MESSINA SENZA ACQUA: IL CODACONS IN DIFESA DEI CITTADINI SICILIANI
CODACONS
per la Regione Sicilia
(Responsabile:
Avv. Antonio Cardile)
MESSINA
SENZA ACQUA: IL CODACONS IN DIFESA DEI CITTADINI SICILIANI
L’Associazione
offre assistenza gratuita a tutti i cittadini mettendo a disposizione
una diffida per chiedere il risarcimento dei danni che stanno patendo
e provvederà, per chiunque si iscriva, a presentare nomina di
persona offesa all’attenzione del P.M che sta indagando sulla vicenda
Una
città intera senza acqua, per giorni, nel 2015. Succede a Messina,
la porta d’ingresso della Sicilia, il terzo centro più popoloso
dell’isola. Non certo un paesino di montagna, insomma; eppure –
nell’Italia del dissesto idrogeologico – è bastata una frana a
causare la rottura della condotta dell’acquedotto di Fiumefreddo, a
Calatabiano, e a lasciare a secco la città. Si pensava a un guasto
di poco conto, e invece quella che sembrava un’interruzione
temporanea si è incredibilmente prolungata nel tempo, tanto da
costringere alla chiusura scuole, università, uffici pubblici e
paralizzare la vita quotidiana di 240mila persone.
I
messinesi, di questa surreale situazione, hanno pagato il conto:
costretti a sopportare lunghe attese per rifornirsi dalle autobotti,
incolonnati con bottiglie e bidoni di fronte alle cisterne,
taglieggiati dagli sciacalli che hanno subito profittato della
situazione per lucrare sulla drammatica mancanza d’acqua, hanno
subito disagi inaccettabili e ingiustificabili.
Mentre
sindaco, prefetto e azienda idrica si sono rimpallati –
reciprocamente – le responsabilità, il ritardo accumulato è sotto
gli occhi di tutti. Mancanze e lungaggini di ogni sorta, insieme alla
totale assenza di fonti di approvvigionamento alternative, hanno
trasformato un incidente tutto sommato circoscritto in una vera e
propria emergenza collettiva, aggravata dal rischio
igienico-sanitario e dal drammatico coinvolgimento di anziani e
disabili.
Il
Codacons si è già attivato a tutela dei cittadini siciliani,
presentando una querela per interruzione di pubblico servizio e
omissione di atti d’ufficio da cui sono scaturite le indagini
attualmente in corso, ma non solo: l’Associazione mette gratuitamente
a disposizione di tutti i cittadini coinvolti una diffida con
richiesta di risarcimento danni da indirizzare all’AMAM S.p.A., al
Comune di Messina nonchè alla Regione Sicilia e presenterà, per gli
iscritti, la nomina di persona offesa all’attenzione del P.M.

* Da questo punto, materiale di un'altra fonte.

PR #1361, opened 2020-01-13
JSUI-2478 - SortDropdown component

rdeandaCoveo:
Here is the most basic approach that implements the SortDropdown by composing an existing `Dropdown` and `Sort` components. I also tried to stick to the current results header look and feel.

The markup looks like this and no options at all for the moment:
```
<div class="CoveoSortDropdown">
  <span class="CoveoSort" data-sort-criteria="relevancy" data-caption="Relevance"></span>
  <span class="CoveoSort" data-sort-criteria="date descending" data-caption="Newest"></span>
  <span class="CoveoSort" data-sort-criteria="date ascending" data-caption="Oldest"></span>
</div>
```
For IEditor, I think it's not necessary to use D&D for the moment and maybe one grid like the one it's being used for _Custom Facet Value Options_ could do the job, but really don't know what option could be more convenient to implement at the moment in IEditor.

Closed:
image

Open:
image
(Chrome applies also the uppercase transformation to the options which I don't like it. Thinking about a workaround.)

Mobile:
drawing

Thoughts? Maybe I could start exploring the custom dropdown/ui approach now.

https://coveord.atlassian.net/browse/JSUI-2478

### DIFF
--- a/sass/_SortDropdown.scss
+++ b/sass/_SortDropdown.scss
@@ -9,7 +9,7 @@
     margin: 0;
     border: none;
     cursor: pointer;
-    background-position-y: -4px;
+    background-position-y: -5px;
     font-family: 'Lato', $helvetica, sans-serif;
   }
 
--- a/sass/_SortDropdown.scss
+++ b/sass/_SortDropdown.scss
@@ -1,0 +1,23 @@
+@import 'mixins/resultsHeaderElement';
+@import 'Variables';
+
+.CoveoSortDropdown {
+  .coveo-dropdown {
+    @include resultsHeaderElement();
+
+    text-indent: 0;
+    margin: 0;
+    border: none;
+    cursor: pointer;
+    background-position-y: -4px;
+    font-family: 'Lato', $helvetica, sans-serif;
+  }
+
+  .CoveoSort {
+    display: none;
+  }
+
+  &.coveo-hidden {
+    display: none;
+  }
+}
--- a/sass/_SortDropdown.scss
+++ b/sass/_SortDropdown.scss
@@ -10,14 +10,16 @@
     border: none;
     cursor: pointer;
     background-position-y: -5px;
-    font-family: 'Lato', $helvetica, sans-serif;
+    font-family: inherit;
+
+    &:focus {
+      outline: thin dotted;
+      outline: 5px auto -webkit-focus-ring-color;
+      outline-offset: -2px;
+    }
   }
 
   .CoveoSort {
-    display: none;
-  }
-
-  &.coveo-hidden {
     display: none;
   }
 }
--- a/src/ui/SortDropdown/SortDropdown.ts
+++ b/src/ui/SortDropdown/SortDropdown.ts
@@ -1,5 +1,5 @@
 import 'styling/_SortDropdown';
-import { each, findIndex } from 'underscore';
+import { findIndex } from 'underscore';
 import { exportGlobally } from '../../GlobalExports';
 import { IQuerySuccessEventArgs, IQueryErrorEventArgs, QueryEvents } from '../../events/QueryEvents';
 import { IAttributeChangedEventArg, MODEL_EVENTS } from '../../models/Model';
@@ -11,14 +11,8 @@ import { ComponentOptions } from '../Base/ComponentOptions';
 import { Initialization } from '../Base/Initialization';
 import { InitializationEvents } from '../../events/InitializationEvents';
 import { Sort } from '../Sort/Sort';
-import { SortCriteria } from '../Sort/SortCriteria';
 import { Dropdown } from '../FormWidgets/Dropdown';
 import { l } from '../../strings/Strings';
-
-export interface ISortDropdownItem {
-  criteria: SortCriteria;
-  caption: string;
-}
 
 export interface ISortDropdownOptions {}
 
@@ -41,7 +35,7 @@ export class SortDropdown extends Component {
   static options: ISortDropdownOptions = {};
 
   private dropdown: Dropdown;
-  private sortItems: ISortDropdownItem[] = [];
+  private sortComponents: Sort[] = [];
 
   /**
    * Creates a new `SortDropdown` component instance.
@@ -68,7 +62,7 @@ export class SortDropdown extends Component {
   }
 
   private buildDropdown() {
-    this.sortItems = this.getSortItems();
+    this.sortComponents = this.getSortComponents();
     this.dropdown = new Dropdown(
       () => this.handleChange(),
       this.getValuesForDropdown(),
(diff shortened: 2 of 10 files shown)


src/ui/SortDropdown/SortDropdown.ts
```diff
@@ -0,0 +1,159 @@
...
+    const sortElements = $$(this.element).findAll('.CoveoSort');
+
+    each(sortElements, sortEl => {
+      const sortInstance = <Sort>Component.get(sortEl, Sort);
+
+      if (sortInstance.options.sortCriteria.length > 1) {
+        this.logger.warn(
+          `Each Sort component inside a SortDropdown should have only one sort criteria. Not using ${
+            sortInstance.options.caption
+          } in the SortDropdown.`
```
samisayegh: While I was initially for composition, I think it would be better to not go down this path due to this warning as well as IEditor drag-and-drop considerations down the line.

Thinking of the IEditor user experience, it seems cumbersome to require a person to first drop a SortDropdown component, and then create/drop individual Sort components as suggested by composition.

Another issue is we would need to put in additional effort to allow accessing/editing the Sort components inside the SortDropdown since they would not be visible (we would need an analogue to the Result Template editor). Changing the styling would to display everything in Edit mode would not be good since it breaks the WYSIWYG principle of the project.

Add to that needing to restrict adding a second sort order when editing a Sort component inside a SortDropdown, as well as preventing someone from dropping a Sort Component with two sort orders configured.


Using a table if the setting remains of JSON type (or possibly using two string arrays) seems like a simpler solution versus the composition approach.

src/ui/SortDropdown/SortDropdown.ts
```diff
@@ -0,0 +1,159 @@
...
+
+  private handleQueryError(data: IQueryErrorEventArgs) {
+    this.hideElement();
+  }
+
+  private handleChange() {
+    const selectedValue = this.dropdown.getValue();
+    $$(this.element)
+      .find(`.CoveoSort[data-sort-criteria="${selectedValue}"]`)
+      .click();
```
btaillon: Instead of triggering a click here, the original `Sort` component could be added in `ISortDropdownItem` and `Sort`'s `select` function could be called. Alternatively, a callback which calls `Sort`'s `select` could be added in `ISortDropdownItem` instead.

src/ui/SortDropdown/SortDropdown.ts
```diff
@@ -0,0 +1,159 @@
...
+    this.update();
+  }
+
+  private getSortItems() {
+    const sortItems: ISortDropdownItem[] = [];
+    const sortElements = $$(this.element).findAll('.CoveoSort');
+
+    each(sortElements, sortEl => {
+      const sortInstance = <Sort>Component.get(sortEl, Sort);
+
```
olamothe: I'd rewrite that as : 

```
const sortComponents = $$(this.element).
findAll(Component.computeCssClassNameForType(Sort)).
map(sortElement-> get(sortElement)).
each( ..... )
```

src/ui/SortDropdown/SortDropdown.ts
olamothe: I kind of get your point here Sami, but if we think about the fact that the interface editor is only "a part" of all users that will end up configuring this component (for example, in commerce, no clients are using interface editor right now...), we are effectively making the configuration for our users using "code only" worse or more cumbersome.

I think we should strive to make the "base" layer (aka: the code config) as natural/simple as possible, and then see how the interface editor could adapt itself, and not the other way around.

I don't see how using JSON option would "really" make this simpler for the interface editor also ? 

Meaning, if we decide that the way to configure that in the interface editor using some kind of table view, then "how" the table is populated and edited and the underlying "data" in the HTML that represents that is just implementing a different kind of plumbing/parsing ? And the "view" we end up building for this component would not change even if we modified how the component options is built in the JSUI.

And the same restriction/warning that is shown here would still apply, no ?

src/ui/SortDropdown/SortDropdown.ts
olamothe: ☝️ Yep, we should be calling the instance method on the sort component to perform the job.

There's also the `match()` method on the sort component that you could leverage to find which sort to select().

sass/_SortDropdown.scss
```diff
@@ -0,0 +1,23 @@
...
+.CoveoSortDropdown {
+  .coveo-dropdown {
+    @include resultsHeaderElement();
+
+    text-indent: 0;
+    margin: 0;
+    border: none;
+    cursor: pointer;
+    background-position-y: -5px;
+    font-family: 'Lato', $helvetica, sans-serif;
```
olamothe: Why do we need to specify the font-family here ? Is it not inherited from a more global rule that applies to the whole search interface ?

src/ui/SortDropdown/SortDropdown.ts
samisayegh: Perfect, I was imagining users editing dragging individual sort components into/out of the SortDropdown. If instead we use a table and generate the correct mark-up, this would allow keeping both the code and end-user configuration simple.

src/ui/SortDropdown/SortDropdown.ts
```diff
@@ -0,0 +1,159 @@
...
+    const index = this.getSortItemIndex(value);
+    return index > -1 ? this.sortItems[index].caption : '';
+  }
+
+  private getSortItemIndex(itemValue: string) {
+    return findIndex(this.sortItems, sortItem => sortItem.criteria.toString() === itemValue);
+  }
+
+  private hideElement() {
+    $$(this.element).addClass('coveo-hidden');
```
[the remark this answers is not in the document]
rdeandaCoveo: You're right. Still not sure why the `coveo-hidden` way is used that much in the codebase.

src/ui/SortDropdown/SortDropdown.ts
rdeandaCoveo: Well, it turns out that a click is needed as `Sort.select()` does not really trigger a query. But, as @btaillon pointed out, I'm going to keep references to the `Sort` instances and click the related elements directly. 

And there's no need anymore of the `ISortDropdownItem` interface, keeping reference to the components will be enough.

src/ui/SortDropdown/SortDropdown.ts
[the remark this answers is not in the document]
rdeandaCoveo: Mmm it seems `coveo-hidden` classes are used a lot because that's how visibility is unit tested. Not using a class would require something like `$.is(':visible')` but I think is not availble in our `$$` implementation. So I'll keep the css class approach as one of the unit tests should check the component is shown/hidden depending on querySuccess/queryError/number of results.

src/ui/SortDropdown/SortDropdown.ts
olamothe: No, we should really not be doing those kind of "click" simulation. 

Either the code in the sort dropdown trigger the whole selection loop itself: 

```
In: SortDropdown.ts : 

private handleChange () { 
   [ ... ]
   sort.select();
   logUA();
   executeQuery()
   [ ... ]
}
```

or, we add a new public method on the sort component that exposes the full loop.

```
In: Sort.ts

public selectAndExecuteQuery() {

   this.select()
   logUA();
   executeQuery();
}


private handleClick() {
    this.selectAndExecuteQuery();
}


In: SortDropdown.ts 

private handleChange () { 
   [ ... ]
   sort.selectAndExecuteQuery();
   [ ... ]
} 
```
I would vote for option # 2.

rdeandaCoveo: Nice, makes sense!

sass/_SortDropdown.scss
rdeandaCoveo: For `select` elements `font-family` inheritance doesn't work automatically, but` font-family: inherit `will do the job, without no hard-coding the font-family.

src/ui/SortDropdown/SortDropdown.ts
```diff
@@ -0,0 +1,161 @@
...
+    const sortCriteria = <string>this.queryStateModel.get(QueryStateModel.attributesEnum.sort);
+    this.select(sortCriteria);
+  }
+
+  /**
+   * Selects a sort criteria from the options.
+   * @param sortCriteria The sort criteria to select.
+   * @param executeQuery Whether to execute a query after changing the sort criteria
+   */
+
```
olamothe: Maybe the empty line would cause problem with doc generation... ? Not sure.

incarico delle indagini. Lo Staff legale, inoltre, sta continuando a
studiare i confini di una possibile class action.
Per
iscriverti gratuitamente clicca
qui.
Chi
volesse sostenerci nella campagna sociale in favore dell’Associazione
Mary Poppins (www.assomarypoppins.it),
che si occupa dei bambini ricoverati nel reparto di oncologia del
Policlinico Umberto I di Roma può, invece, cliccare
qui.
Riceverà
la richiesta di risarcimento danni e si iscriverà inviando un sms,
dal costo di 2,03 euro, al numero 4892892 con il testo “203
CODACONS SOLIDALE”.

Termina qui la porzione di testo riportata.